EXERCISE PROMPT: Where a line in the records below includes "call", pull that line out.

DATA TO USE:
PR #2610, opened 2025-08-10
[db] Add context propagation for Oracle

sincejune:
## Changes

This PR introduces context propagation for Oracle database (similiar to #2363)

### Note
An alternative approach involves using [DBMS_SESSION.SET_CONTEXT](https://docs.oracle.com/en/database/oracle/oracle-database/23/arpls/DBMS_SESSION.html#GUID-395C622C-ED79-44CC-9157-6A320934F2A9) to set context. However, this PR opted for the `V$SESSION.ACTION` solution for two primary reasons:
1. The performance overhead of `V$SESSION.ACTION` is very low, especially when set via `Connection.setClientInfo()` in JDBC, as the information is batched with the next database call. In contrast, `DBMS_SESSION.SET_CONTEXT` typically requires an extra network round-trip.
2. It is simpler to use, unlike `DBMS_SESSION.SET_CONTEXT` which needs [CREATE CONTEXT](https://docs.oracle.com/en/database/oracle/oracle-database/23/sqlrf/CREATE-CONTEXT.html) permission to create the context namespace.

Any feedback is welcome!

  * https://github.com/signalfx/splunk-otel-java/pull/2405

### DIFF
--- a/docs/database/oracledb.md
+++ b/docs/database/oracledb.md
@@ -149,7 +149,7 @@ and SHOULD be provided **at span creation time** (if provided at all):
 
 ### V$SESSION.ACTION
 
-Instrumentations MAY propagate context using [V$SESSION.ACTION](https://docs.oracle.com/en/database/oracle/oracle-database/23/refrn/V-SESSION.html) by injecting fixed-length part of span context (trace-id, span-id, trace-flags, protocol version) before executing a query. For example, when using W3C Trace Context, only a string representation of [`traceparent`](https://www.w3.org/TR/trace-context/#traceparent-header) SHOULD be injected. Context injection SHOULD NOT be enabled by default, but instrumentation MAY allow users to opt into it.
+Instrumentations MAY propagate context with a fixed-length, 64 byte value using [V$SESSION.ACTION](https://docs.oracle.com/en/database/oracle/oracle-database/23/refrn/V-SESSION.html) by injecting part of span context (trace-id, span-id, trace-flags, protocol version) before executing a query. For example, when using W3C Trace Context, only a string representation of [`traceparent`](https://www.w3.org/TR/trace-context/#traceparent-header) SHOULD be injected. Context injection SHOULD NOT be enabled by default, but instrumentation MAY allow users to opt into it.
 
 Variable context parts (`tracestate`, `baggage`) SHOULD NOT be injected since `V$SESSION.ACTION` value length is limited to 64 bytes.
 


docs/database/oracledb.md
```diff
@@ -141,6 +143,38 @@ and SHOULD be provided **at span creation time** (if provided at all):
...
 
+## Context propagation
+
+**Status**: [Development][DocumentStatus]
+
+### V$SESSION.ACTION
+
+Instrumentations MAY propagate context using [V$SESSION.ACTION](https://docs.oracle.com/en/database/oracle/oracle-database/23/refrn/V-SESSION.html) by injecting fixed-length part of span context (trace-id, span-id, trace-flags, protocol version) before executing a query. For example, when using W3C Trace Context, only a string representation of [`traceparent`](https://www.w3.org/TR/trace-context/#traceparent-header) SHOULD be injected. Context injection SHOULD NOT be enabled by default, but instrumentation MAY allow users to opt into it.
+
+Variable context parts (`tracestate`, `baggage`) SHOULD NOT be injected since `V$SESSION.ACTION` value length is limited to 64 bytes.
```
KalleOlaviNiemitalo, line 154: <https://docs.oracle.com/en/database/oracle/oracle-database/23/arpls/DBMS_APPLICATION_INFO.html#GUID-90DA860F-BFBE-4539-BA00-2279B02B8F26> says:

> Names longer than 32 bytes are truncated.

Is that an error in the Oracle documentation and is the limit actually 64?

sincejune: Upon local testing, I confirmed that the actual limitation for `V$SESSION.ACTION` is 64 bytes, as defined by its `VARCHAR2(64)` type in the table's definition: https://docs.oracle.com/en/database/oracle/oracle-database/23/refrn/V-SESSION.html

KalleOlaviNiemitalo: I saw the `V$SESSION.ACTION` column definition, but I suspected the case might be similar to the `@cookie` parameter of [sp_setapprole](https://learn.microsoft.com/sql/relational-databases/system-stored-procedures/sp-setapprole-transact-sql) in Microsoft SQL Server, where the parameter is defined as varbinary(8000) but only 50 bytes are currently used.

Thank you for testing.

KalleOlaviNiemitalo: I filed feedback about the length limit on the Oracle DBMS_APPLICATION_INFO documentation page.

nenadnoveljic: The field limit is 64 bytes, as documented [here](https://docs.oracle.com/en/database/oracle/oracle-database/19/refrn/V-SESSION.html). The 32-byte limit only applies to `DBMS_APPLICATION_INFO`. But that shouldn't be used outside PL/SQL anyway, since it adds an extra round trip. It's better to use the language-level API instead, like [this example](https://github.com/DataDog/dd-trace-java/pull/8090/files#diff-70e53115fc8165dd83c5e9614b45b9db27fe412f8f2e354dd6185e2f9113422aR96).

lmolkova:
@sincejune thanks for the contribution! It seems you have some prototypes, please link to them in the PR description. 

Are there some docs that recommend using V$SESSION.ACTION for debugging/observability? My brief chat with AI confirms this, but I'd be great to link to some official documentation that mentions it. 

Also checking with other folks who worked on DB conventions - I remember some of you had experience with oracle @trask @alanwest @matt-hensley in case you have context/thoughts.

nenadnoveljic:
[doc reference](https://docs.oracle.com/en/database/oracle/oracle-database/23/arpls/DBMS_APPLICATION_INFO.html) that `ACTION` is intended for app instrumentation

docs/database/oracledb.md
```diff
@@ -141,6 +143,38 @@ and SHOULD be provided **at span creation time** (if provided at all):
 <!-- END AUTOGENERATED TEXT -->
 <!-- endsemconv -->
 
+## Context propagation
+
+**Status**: [Development][DocumentStatus]
+
+### V$SESSION.ACTION
+
+Instrumentations MAY propagate context using [V$SESSION.ACTION](https://docs.oracle.com/en/database/oracle/oracle-database/23/refrn/V-SESSION.html) by injecting fixed-length part of span context (trace-id, span-id, trace-flags, protocol version) before executing a query. For example, when using W3C Trace Context, only a string representation of [`traceparent`](https://www.w3.org/TR/trace-context/#traceparent-header) SHOULD be injected. Context injection SHOULD NOT be enabled by default, but instrumentation MAY allow users to opt into it.
```
matt-hensley: Having the second statement ("SHOULD NOT") be the only reference to the 64 byte limit may make it easy to overlook. 

Quick rewording to call the limit out earlier for clarity:
```suggestion
Instrumentations MAY propagate context with a fixed-length, 64 byte value using [V$SESSION.ACTION](https://docs.oracle.com/en/database/oracle/oracle-database/23/refrn/V-SESSION.html) by injecting part of span context (trace-id, span-id, trace-flags, protocol version) before executing a query. For example, when using W3C Trace Context, only a string representation of [`traceparent`](https://www.w3.org/TR/trace-context/#traceparent-header) SHOULD be injected. Context injection SHOULD NOT be enabled by default, but instrumentation MAY allow users to opt into it.
```

matt-hensley:
Read through docs and this usage of `V$SESSION.ACTION` makes sense.

Only question is the 64 vs 32 byte discrepancy in the docs that are being resolved 👍

docs/database/oracledb.md
sincejune: Resolving this conversation because the 32-byte limitation does not apply to the `V$SESSION.action` column, which has a length limit of 64 bytes.

sincejune:
> Read through docs and this usage of `V$SESSION.ACTION` makes sense.
> 
> Only question is the 64 vs 32 byte discrepancy in the docs that are being resolved 👍

I believe we are fine with the 32-byte limitation, as it does not actually apply to the `V$SESSION.action` column we are using.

WRITTEN SOLUTION:
1. The performance overhead of `V$SESSION.ACTION` is very low, especially when set via `Connection.setClientInfo()` in JDBC, as the information is batched with the next database call. In contrast, `DBMS_SESSION.SET_CONTEXT` typically requires an extra network round-trip.
Quick rewording to call the limit out earlier for clarity:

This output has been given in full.